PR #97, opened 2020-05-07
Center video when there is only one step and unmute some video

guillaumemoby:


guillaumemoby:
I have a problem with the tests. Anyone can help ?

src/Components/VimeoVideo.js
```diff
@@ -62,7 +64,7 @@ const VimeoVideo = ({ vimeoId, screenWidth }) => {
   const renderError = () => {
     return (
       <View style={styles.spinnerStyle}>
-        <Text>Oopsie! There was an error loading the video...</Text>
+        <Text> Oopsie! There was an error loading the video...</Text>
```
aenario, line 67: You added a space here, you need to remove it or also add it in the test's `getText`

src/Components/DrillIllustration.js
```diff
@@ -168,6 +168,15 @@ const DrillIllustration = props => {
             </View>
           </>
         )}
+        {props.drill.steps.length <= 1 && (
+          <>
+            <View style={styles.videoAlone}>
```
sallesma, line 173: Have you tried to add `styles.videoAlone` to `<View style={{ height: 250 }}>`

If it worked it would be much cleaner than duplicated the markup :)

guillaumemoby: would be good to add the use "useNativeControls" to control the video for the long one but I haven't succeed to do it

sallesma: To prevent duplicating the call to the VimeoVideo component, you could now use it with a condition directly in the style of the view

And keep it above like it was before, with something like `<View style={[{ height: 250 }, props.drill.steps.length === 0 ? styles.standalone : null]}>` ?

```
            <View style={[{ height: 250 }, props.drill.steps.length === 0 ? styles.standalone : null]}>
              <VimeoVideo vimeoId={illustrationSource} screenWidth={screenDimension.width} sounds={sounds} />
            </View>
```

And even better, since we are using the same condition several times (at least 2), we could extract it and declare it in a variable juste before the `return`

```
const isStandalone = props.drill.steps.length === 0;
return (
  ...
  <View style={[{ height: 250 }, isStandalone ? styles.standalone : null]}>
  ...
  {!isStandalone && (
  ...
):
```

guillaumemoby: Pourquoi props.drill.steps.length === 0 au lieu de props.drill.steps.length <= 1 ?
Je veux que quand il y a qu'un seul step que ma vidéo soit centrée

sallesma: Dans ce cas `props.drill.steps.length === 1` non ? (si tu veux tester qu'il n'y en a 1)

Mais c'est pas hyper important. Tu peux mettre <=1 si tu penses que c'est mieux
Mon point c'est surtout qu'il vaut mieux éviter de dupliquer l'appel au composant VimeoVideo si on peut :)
==
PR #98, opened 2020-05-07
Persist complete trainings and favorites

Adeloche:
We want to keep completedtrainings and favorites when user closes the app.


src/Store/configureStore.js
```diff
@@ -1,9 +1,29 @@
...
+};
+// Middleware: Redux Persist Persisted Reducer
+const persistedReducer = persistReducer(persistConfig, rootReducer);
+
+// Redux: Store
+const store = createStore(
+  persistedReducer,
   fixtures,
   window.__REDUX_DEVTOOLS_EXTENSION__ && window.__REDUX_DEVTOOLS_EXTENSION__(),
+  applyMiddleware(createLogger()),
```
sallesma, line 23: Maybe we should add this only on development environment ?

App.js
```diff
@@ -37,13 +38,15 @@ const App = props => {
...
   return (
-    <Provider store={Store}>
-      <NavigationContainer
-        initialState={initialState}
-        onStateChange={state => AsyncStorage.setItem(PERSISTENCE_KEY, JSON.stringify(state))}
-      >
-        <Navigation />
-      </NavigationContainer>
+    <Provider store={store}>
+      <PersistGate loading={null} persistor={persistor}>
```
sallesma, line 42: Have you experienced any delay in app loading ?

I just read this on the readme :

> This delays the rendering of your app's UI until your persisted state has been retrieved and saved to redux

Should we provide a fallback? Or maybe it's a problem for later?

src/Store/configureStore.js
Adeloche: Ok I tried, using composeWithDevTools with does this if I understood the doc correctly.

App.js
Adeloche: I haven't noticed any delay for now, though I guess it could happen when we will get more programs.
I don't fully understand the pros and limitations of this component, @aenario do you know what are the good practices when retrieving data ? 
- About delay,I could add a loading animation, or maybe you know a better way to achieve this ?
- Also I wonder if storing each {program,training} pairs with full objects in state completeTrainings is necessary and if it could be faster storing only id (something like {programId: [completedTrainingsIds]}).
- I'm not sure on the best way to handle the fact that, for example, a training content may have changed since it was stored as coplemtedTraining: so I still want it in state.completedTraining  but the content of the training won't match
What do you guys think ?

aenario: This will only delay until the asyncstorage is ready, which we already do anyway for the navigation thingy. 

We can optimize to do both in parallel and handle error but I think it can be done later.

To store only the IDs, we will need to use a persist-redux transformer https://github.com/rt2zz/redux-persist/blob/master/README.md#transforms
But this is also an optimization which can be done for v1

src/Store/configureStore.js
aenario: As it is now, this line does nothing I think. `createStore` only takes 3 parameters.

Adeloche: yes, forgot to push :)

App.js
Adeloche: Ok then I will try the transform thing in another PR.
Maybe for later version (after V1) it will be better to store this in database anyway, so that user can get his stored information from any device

§ **Aim of the task**
Count the lines in the listing where the string "handle" appears. Answer with the number only.

§ **Task answer**
2